The flaw was introduced to support secondary enumeration lists that are present in newer Sony camera models manufactured from 2024 onwards. When processing these enumeration lists, the ptp_unpack_Sony_DPD() function allocates memory using calloc() to store supported values. However, when a secondary enumeration list is encountered, the function allocates new memory and assigns it to the same pointer without releasing the previously allocated memory block.
Root Cause
The root cause is improper memory management in the ptp_unpack_Sony_DPD() function. Specifically, when processing property descriptors that contain both primary and secondary enumeration lists, the code path at lines 884–885 performs a new calloc() allocation that overwrites the pointer set at line 857. The original memory allocation is orphaned and becomes unreachable, resulting in a memory leak. Each time a property descriptor is parsed from an affected Sony camera, additional memory is leaked without being reclaimed.
Attack Vector
The attack vector requires physical access to the target system. An attacker would need to connect a malicious or specially crafted camera device to a system running libgphoto2. By repeatedly triggering property descriptor parsing operations, the attacker can cause progressive memory exhaustion. While this requires local physical access and results in relatively limited impact (availability only), it could potentially be used to destabilize systems that rely on libgphoto2 for automated camera management workflows.

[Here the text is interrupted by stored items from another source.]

PR #175, opened 2020-11-10
Implement sextant unpack command

inorick:
This PR implements the sextant unpack command which will unzip a given NPK and unsquash the contained fs.img.

This PR is based on previous work done in #159.


marcmo:
looks good ;)
once the checks are green and everything is properly rebased, we can merge it.

PR #176, opened 2020-11-11
Refactoring some (linux) errors. Sync tests to head. 

flxo:
This PR is a follow up to the tokio migration.

### DIFF
--- a/north/src/api.rs
+++ b/north/src/api.rs
@@ -15,7 +15,6 @@ pub struct Message {
 pub enum Payload {
     Request(Request),
     Response(Response),
-    Installation(usize), // size of npk that will be sent
     Notification(Notification),
 }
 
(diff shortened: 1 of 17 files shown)


north/src/api.rs
```diff
@@ -39,6 +38,7 @@ pub enum Request {
     Containers,
     Start(Name),
     Stop(Name),
+    Install(usize),
```
marcmo, line 41: good idea.
but we should add a descriptive change log entry also.

nstar/src/communication.rs
```diff
@@ -49,7 +65,7 @@ pub fn start_receiving_from_socket(
 ) -> Result<sync::broadcast::Sender<Response>> {
     let (response_sender, _) = sync::broadcast::channel(100);
     let sender = response_sender.clone();
-    let _ = tokio::spawn(async move {
+    task::spawn(async move {
```
marcmo, line 68: is there a difference between `task::spawn` and `tokio::spawn`?

flxo: No. But we use the `task` module all over. The `_` binding is useless.

PR #180, opened 2020-11-12
Replace zip padding with #200 of zip.rs

flxo:
The PR #200 is likely to be merged in master of zip soon.
This patch makes use of the `support-extra-field` branch
from esrlabs/zip.

This contains also a minor improvement when inspecting a
npk which doesn't need to be unpacked.

### DIFF
--- a/Cargo.lock
+++ b/Cargo.lock
@@ -193,9 +193,9 @@ dependencies = [
 
 [[package]]
 name = "cc"
-version = "1.0.61"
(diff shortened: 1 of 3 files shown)


flxo:
@inorick As discussed here's the switch to the PR #200 of zip-rs.

inorick (approved):
Looks good to me. Way shorter and ready for the next version of zip-rs.

PR #182, opened 2020-11-12
Rewrite of nstar

flxo:
This rewrite of nstar adds proper reconnects and simplifies the UI.
Futhermore notificaitons are not displayed if running in command mode
(means a single command is supplied via command line).


north/src/api.rs
```diff
@@ -11,14 +26,35 @@ pub struct Message {
...
+
+#[derive(new, Clone, Eq, PartialEq, Debug, Serialize, Deserialize)]
 pub enum Payload {
     Request(Request),
     Response(Response),
     Notification(Notification),
 }
 
-#[derive(Clone, Eq, PartialEq, Debug, Serialize, Deserialize)]
+#[derive(new, Clone, Eq, PartialEq, Debug, Serialize, Deserialize)]
```
marcmo, line 57: Is that a preparation for backward compatibility?

marcmo: the `#[derive(new)]`

nstar/src/codec.rs
```diff
@@ -0,0 +1,74 @@
...
+        }
+
+        if let Some(len) = self.len {
+            if src.remaining() >= len {
+                let message: api::Message = serde_json::from_slice(&src[..len])?;
+                src.advance(len);
+                self.len.take();
+                return Ok(Some(message));
+            }
+        }
```
marcmo, line 71: better with a match expression
``` rust
        match self.len {
            None => {
                if src.remaining() >= 4 {
                    let len = src.get_u32() as usize;
                    self.len = Some(len);
                } else {
                    return Ok(None);
                }
            }
            Some(len) => {
                if src.remaining() >= len {
                    let message: api::Message = serde_json::from_slice(&src[..len])?;
                    src.advance(len);
                    self.len.take();
                    return Ok(Some(message));
                }
            }
        }
```

nstar/src/main.rs
```diff
@@ -12,288 +12,435 @@
...
-    cmd: &str,
-    stream: &mut S,
-    response_receiver: sync::broadcast::Receiver<Response>,
-) -> Result<(), NstarError> {
-    let mut cmd = cmd.trim().split_whitespace();
-    let c = cmd
-        .next()
-        .ok_or_else(|| NstarError::OperationError("Invalid command".to_string()))?;
+        // Spawn a task that reads on the connection and forwards results to the according channel.
+        // If this tasks breaks the main loop wil get a None on notification_rx or request_tx and
```
marcmo, line 122: will

nstar/src/codec.rs
flxo: This is semantically different: If there's a new `len` from the first branch the second one has to be executed as well because fn will not be called again.

north/src/api.rs
flxo: No. It's just to generate `new` methods be cause I'm lazy ;-)

nstar/src/codec.rs
marcmo: you are right...

nstar/src/codec.rs
```diff
@@ -0,0 +1,74 @@
...
+use bytes::{Buf, BufMut, Bytes};
+use north::api::{self};
+use tokio_util::codec;
+
+pub(crate) enum Message {
+    Message(api::Message),
+    Raw(Bytes),
+}
+
+/// A tokio_util Codec for the north api protocol
```
marcmo, line 25: so good to have the tokio library providing help with this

The vulnerability is triggered through the PTP protocol communication path when:
- A Sony camera from 2024 or later is connected
- The camera device reports property descriptors with secondary enumeration lists
- The libgphoto2 library parses these descriptors using the vulnerable function
Detection Methods for CVE-2026-40336
Indicators of Compromise
- Unexpectedly high memory usage in processes utilizing libgphoto2
- Gradual memory consumption growth when interacting with Sony cameras
- System instability or out-of-memory conditions during camera operations
Detection Strategies
- Monitor memory allocation patterns in applications using libgphoto2
- Implement memory profiling for systems with automated camera workflows
- Check libgphoto2 version to confirm if versions 2.5.33 or earlier are in use
Monitoring Recommendations
- Enable memory usage monitoring for services interacting with camera hardware
- Set up alerts for abnormal memory growth patterns in camera-related processes
- Review system logs for out-of-memory events correlated with camera activity
How to Mitigate CVE-2026-40336
Immediate Actions Required
- Update libgphoto2 to a version containing commit 404ff02c75f3cb280196fc260a63c4d26cf1a8f6
- Restrict physical access to systems running vulnerable libgphoto2 versions
- Monitor memory usage on systems that cannot be immediately updated
Patch Information
The vulnerability has been fixed in commit 404ff02c75f3cb280196fc260a63c4d26cf1a8f6. Organizations should update to a version of libgphoto2 that includes this fix. The patch properly releases the previously allocated memory before assigning a new allocation, preventing the memory leak. For more details, see the GitHub Commit Update and GitHub Security Advisory GHSA-g8xw-p5wj-mrxv.
Workarounds
- Limit USB device access to prevent untrusted camera devices from connecting
- Implement memory limits for processes using libgphoto2 to contain resource exhaustion
- Disable libgphoto2 functionality if not required until patching is complete
# Configuration example
# Restrict USB device access using udev rules
# Create /etc/udev/rules.d/99-restrict-cameras.rules
SUBSYSTEM=="usb", ATTR{idVendor}=="054c", ATTR{idProduct}=="*", MODE="0600"
# Reload udev rules
sudo udevadm control --reload-rules
Disclaimer: This content was generated using AI. While we strive for accuracy, please verify critical information with official sources.